A software development methodology is a formal approach that is used to create software projects. The success of a project is highly dependent on its software development methodology. To manage a project efficiently, the team lead or manager has to go over the different development strategies and decide which one is the best for a specific project. Each of these methodologies comes with its pros and cons. Here is a look at some of the most common software development methodologies.
Waterfall model is among the early software methodologies. It was released in a paper in 1970. This model is based upon a sequential and step-by-step approach, like a real-world example of a waterfall (hence the name).
To begin, meetings are arranged with the client to record the requirements of the project. These requirements are then analyzed and finalized in the form of SRS (software requirement specification).
In this phase, an analysis of the system is run to create the required models and logic which will be needed to create the system.
This stage includes a design specification that contains the outline of technical implementation.
This stage includes the actual development or coding and uses the design phase to generate a workable product.
This stage goes through different testing types (like unit testing, integration testing) to see if there is any bug or issue which requires any changes.
This stage includes the deployment of the system to the client. All the future maintenance and updates also come in this phase.
The Agile software methodology is practical and follows the real-world model. It is mainly focused on results and people while covering self-organization, adaptive planning, and lower time intervals for deliverance. Agile uses tools like Extreme Programming and Scrum to target constant changes for enhancements.
To understand why Agile received so much traction, we have to revisit the Waterfall methodology. The architecture to sequentially plan, design, implement, and execute other stages may seem suitable to produce buildings and cars, however, it does not work well with IT solutions. With continuous changes in variables like competition, demand, and hardware, agile finds a delicate balance.
What makes Agile effective is that unlike other methodologies, you do not have to work on a process for months, only to find out that an error in an early phase has rendered your efforts useless. Instead, as it is focused on people, therefore it depends on employees based on trust and encourages team members to communicate with clients in order to comprehend the requirements and formulate solutions with an incremental and speedy approach.
Examples of Agile include Dynamic Systems Development, Crystal, eXtreme Development (XP), Feature Driven Development (FDD), etc.
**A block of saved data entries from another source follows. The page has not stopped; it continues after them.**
PR #447, opened 2019-04-29
Fix indeterministic logging tests

### LINKED ISSUE #201: Test stl_logging fails in macOS CMake build
Running into a test failure on macOS 10.10 using AppleClang 6.1.0.6020053 with CMake when building glog 0.3.5. [1] When building with regular Make using the same macOS configuration, the same failure does not occur. [2] Neither CMake nor Make fail on Linux. Perhaps there is a bug in the CMake build w.r.t. macOS?

1: https://travis-ci.org/conda-forge/glog-feedstock/builds/246915696#L466
2: https://travis-ci.org/conda-forge/glog-feedstock/builds/246912247#L540

xhochy:
Printing the content of hash-based containers doesn't lead always to the same string as their ordering is not fixed. Luckily the number of possible permutations is so small that we can enumerate all of them.

Fixes #201.

### DIFF
--- a/src/stl_logging_unittest.cc
+++ b/src/stl_logging_unittest.cc
@@ -33,6 +33,7 @@
 
 #include <functional>
 #include <iostream>
+#include <iterator>
 #include <map>
 #include <ostream>
 #include <string>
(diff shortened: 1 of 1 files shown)


xhochy:
*bump* can any maintainer have a look at this?

src/stl_logging_unittest.cc
```diff
@@ -33,6 +33,7 @@
 
 #include <functional>
 #include <iostream>
+#include <iterator>
```
sergiud: `std::find` requires `<algorithm>`. What do you need `<iterator>` for?

PR #460, opened 2019-07-26
googletest: Switch to nanosleep

neheb:
usleep is deprecated and optionally not available with uClibc-ng.

### DIFF
--- a/src/googletest.h
+++ b/src/googletest.h
@@ -574,7 +574,12 @@ class Thread {
 
 static inline void SleepForMilliseconds(int t) {
 #ifndef OS_WINDOWS
+# if defined(_POSIX_C_SOURCE) && _POSIX_C_SOURCE >= 199309L
+  const struct timespec req = {0, t * 1000 * 1000};
+  nanosleep(&req, NULL);
+# else
   usleep(t * 1000);
+# endif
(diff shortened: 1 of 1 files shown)


src/googletest.h
```diff
@@ -574,7 +574,8 @@ class Thread {
 
 static inline void SleepForMilliseconds(int t) {
 #ifndef OS_WINDOWS
-  usleep(t * 1000);
+  const struct timespec req = {0, t * 1000 * 1000};
+  nanosleep(&req, NULL);
```
sergiud: Don't you have to check for `_POSIX_C_SOURCE >= 199309L`?

By the way, this change should be particularly submitted to the upstream (if not done yet).

neheb: What upstream?

neheb: If you mean googletest, it's already using nanosleep: https://github.com/google/googletest/blob/master/googletest/include/gtest/internal/gtest-port.h#L1138

(strange as C++11 has sleep_for for exactly this purpose).

neheb: wait a minute...even this is C++.

neheb:
Added check for _POSIX_C_SOURCE

PR #468, opened 2019-09-05
Fix const_basename on windows host and linux target

zaporozhets:
I use GCC for arm linux target compiled for windows host(Linaro arm-linux-gnueabihf for mingw). And const_basename doesn't work. On my linux taget I see full path instead of basename. e.g.

I0905 19:46:34.622531  1536 Z:\dev\visa_server\src\main.cpp:115] Hello World
I0905 19:46:34.628554  1536 Z:\dev\visa_server\src\main.cpp:123] Yo

### DIFF
--- a/src/utilities.cc
+++ b/src/utilities.cc
@@ -284,10 +284,8 @@ pid_t GetTID() {
 
 const char* const_basename(const char* filepath) {
   const char* base = strrchr(filepath, '/');
-#ifdef OS_WINDOWS  // Look for either path separator in Windows
   if (!base)
     base = strrchr(filepath, '\\');
-#endif
   return base ? (base+1) : filepath;
 }
 


zaporozhets:
@sergiud, could you please take a look at this pull request. cheers.

src/utilities.cc
```diff
@@ -284,10 +284,8 @@ pid_t GetTID() {
 
 const char* const_basename(const char* filepath) {
   const char* base = strrchr(filepath, '/');
-#ifdef OS_WINDOWS  // Look for either path separator in Windows
   if (!base)
```
sergiud: Backslashes are very unlikely on systems other than Windows. One should better fix the `OS_WINDOWS` define or directly check for `__MINGW__`.

PR #478, opened 2019-10-31
googletest.h: Replace deprecated usleep for sleep_for

neheb:
sleep_for is more portable. On Linux, it calls nanosleep, which is not
deprecated.

Signed-off-by: Rosen Penev <rosenp@gmail.com>

note that glog does not compile using a C++98 library so this should be fine.

### DIFF
--- a/src/googletest.h
+++ b/src/googletest.h
@@ -41,9 +41,11 @@
 #include <setjmp.h>
 #include <time.h>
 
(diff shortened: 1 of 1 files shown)


neheb:
Looks like I'm mistaken actuially. There's a small bug. But otherwise it compiles.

Rapid Application Development
As opposed to other methodologies which are based on the analysis and recording of requirements along with strict planning, RAD is focused on the feedback from the user and the actual working software. Hence, it can be said that the RAD model is all about action coupled with extensive testing. To understand the RAD model, consider the following steps.
Software solutions are created in order to deliver a goal or objective. At the very beginning, RAD attempts to analyze this goal which the software is expected to provide or offer to its user. All the team members like designers, programmers, users meet either face-to-face or via a conference call and hold a discussion over the software which is to be developed and tested. This is followed by an estimated timeline for the project which fits the budget.
As the name of the model suggests, it emphasizes the creation of functional models right from the start. After the deadline, budget, and requirements are calculated and agreed upon, developers begin to build a prototype.
RAD promotes ongoing communication and cooperation between the users and the team for the development of robust software. Users offer constant feedback on different modules of the system so the team can modify and enhance the prototypes, resulting in the production of high-quality completed software.
The above steps are repeated continuously until the software is fully completed and conforms to the requirements of the client.
Before the project is completed, the software goes through intensive testing. It is tested with different use cases to ensure that each component works properly—both as standalone and as a combined unit—to execute the requirements and objectives of the software. Other than the testing by the team, user testing is also an important part.
The spiral methodology takes inspiration from the iterative model while it also borrows the control and systematic approach of the waterfall methodology. Hence, it is a mixture of linear and iterative approach with an increased focus on risk analysis. This model facilitates releases of the product which are incremental in nature. It is divided into four phases. When software uses the spiral model, it goes through the following phases while using an iterative approach which is known as spirals.
Like other methodologies, the model begins with the collection of business requirements that are needed for the baseline spiral. While the system progresses in the following spirals, identifying unit requirements, system requirements, and subsystem requirements are the parts of this phase.
It begins with the conceptual design in the baseline spiral. This phase includes physical, logical, architectural, and the final design of the system.
When the actual software product is created at each spiral, the Construct phase is responsible to look over it. To receive customer feedback, a Proof of Concept is created. To do this, the product is conceptualized in the baseline spiral while the design is created accordingly.
Afterward the build (a software’s working model) is generated along with its version number. Clients get this build to review and provide feedback.
The management risks and technical feasibility is identified, estimated, and monitored at this stage. For instance, it can include cost overrun and schedule slippage.